I am working on this exercise:
$$ \forall \varepsilon > 0, \ \exists q \in Q \text{ where } 0 < |r - q| < \varepsilon $$
To clarify, r is a real number, q is a rational number. This is what I have so far:
$$ 0 < |r - q| < \varepsilon $$ $$ -\varepsilon < (r-q) < \varepsilon $$ $$ r - \varepsilon < q < r + \varepsilon $$
Then making use of a given theorem that "Between any two distinct real numbers there is a rational number and an irrational number," I conclude the proof by claiming that the inequality must hold by the theorem and given that $r - \epsilon$ and $r + \epsilon$ are two distinct real numbers.
Is this sufficient for the proof? Otherwise, would appreciate some help on how to proof the above inequality more rigorously.
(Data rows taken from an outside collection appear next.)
PR #11245, opened 2020-11-13
[SPIKE] Use Helix instancing to save memory for large number of mesh geometry

aparajit-pratap:
### Purpose

Trial implementation exploring using Helix instancing to render large number of mesh geometry.
This goes hand-in-hand with corresponding LibG changes here: https://git.autodesk.com/Dynamo/LibG/pull/1080

#### Assumptions
- This assumes that any node producing mesh geometry (solids and surfaces) and participating in replication can potentially benefit from instancing while being rendered.

#### Issues
- Instances do not currently display in the background preview for some reason
- Geometry transforms are incorrect in LibG (e.g. if a Sphere is located away from the origin, it's transform matrix does not reflect its exact position)

### Declarations

### DIFF
--- a/src/DynamoCoreWpf/ViewModels/Watch3D/HelixWatch3DViewModel.cs
+++ b/src/DynamoCoreWpf/ViewModels/Watch3D/HelixWatch3DViewModel.cs
@@ -37,6 +37,7 @@ using SharpDX;
 using Color = SharpDX.Color;
 using ColorConverter = System.Windows.Media.ColorConverter;
 using GeometryModel3D = HelixToolkit.Wpf.SharpDX.GeometryModel3D;
+using Matrix = SharpDX.Matrix;
 using MeshBuilder = HelixToolkit.Wpf.SharpDX.MeshBuilder;
 using MeshGeometry3D = HelixToolkit.Wpf.SharpDX.MeshGeometry3D;
 using PerspectiveCamera = HelixToolkit.Wpf.SharpDX.PerspectiveCamera;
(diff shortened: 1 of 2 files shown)


src/DynamoCoreWpf/ViewModels/Watch3D/HelixWatch3DViewModel.cs
```diff
@@ -1629,6 +1630,45 @@ internal virtual void AggregateRenderPackages(IEnumerable<HelixRenderPackage> pa
...
+                            ? p.Description : baseId) + MeshKey;
+
+                        InstancingMeshGeometryModel3D instancingModel;
+                        if (Element3DDictionary.TryGetValue(id, out var element3D))
+                        {
+                            instancingModel = element3D as InstancingMeshGeometryModel3D;
+                        }
+                        else
+                        {
+                            instancingModel =  new InstancingMeshGeometryModel3D();
```
mjkkirschner, line 1655: hmm - we should inspect the EffectsManager at runtime to see if theres an effect for instancing meshes - it may try to use our shader.

src/DynamoCoreWpf/ViewModels/Watch3D/HelixWatch3DViewModel.cs
```diff
@@ -1629,6 +1630,45 @@ internal virtual void AggregateRenderPackages(IEnumerable<HelixRenderPackage> pa
...
+                {
+                    var p = pkgs[0];
+                    if (p.Mesh != null && p.Mesh.Positions.Any())
+                    {
+                        var baseId = p.Description;
+                        if (baseId.IndexOf(":", StringComparison.Ordinal) > 0)
+                        {
+                            baseId = baseId.Split(':')[0];
+                        }
+                        var id = ((p.RequiresPerVertexColoration || p.Colors != null || p.RequiresCustomTransform)
```
mjkkirschner, line 1645: does this somehow conflict with line this line below:
` id = ((rp.RequiresCustomTransform) ? rp.Description : baseId) + PointsKey;`

mjkkirschner:
@aparajit-pratap I think in our vertex shaders we'll need to add something like this:

https://github.com/DynamoDS/Dynamo/blob/RC2.5.0_master/src/DynamoCoreWpf/ViewModels/Watch3D/Shaders/Custom.fx#L157

mjkkirschner:
Another thought on this type of approach - opposed to just replicated calls, it would also be good to try this on calls like move or scale, rotate etc- where instancing and transforming is exactly what the node does and instancing will definitely work.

I recall the Archimedean Property that for each positive real number r, there exists a positive integer n such that $\frac{1}{n} < r$. There is a hint to use this condition, but I am unsure how to apply it into the proof.
Thanks in advance for any help!
If you're using the density of the rationals, then your proof is upside down, i.e., to fix it, go from $r - \epsilon < q < r + \epsilon$ to your claim.
Nevertheless, you're using a rocket launcher against a fly; in fact, the two statements are pretty much equal, so it's almost circular reasoning. Suppose WLOG $r > 0$; since you have the Archimedian property, fix $\epsilon$ and pick the least $n$ such that $\epsilon \geq 1/n$. If $r < \epsilon$ pick $q=0$ and you're done. Otherwise, pick the biggest $m$ such that $r - m/n \geq 0$; since $r - (m+1)/n < 0$ (because $m$ is maximal), $r-m/n < 1/n \leq \epsilon$. Pick $q = m/n$ and we're done.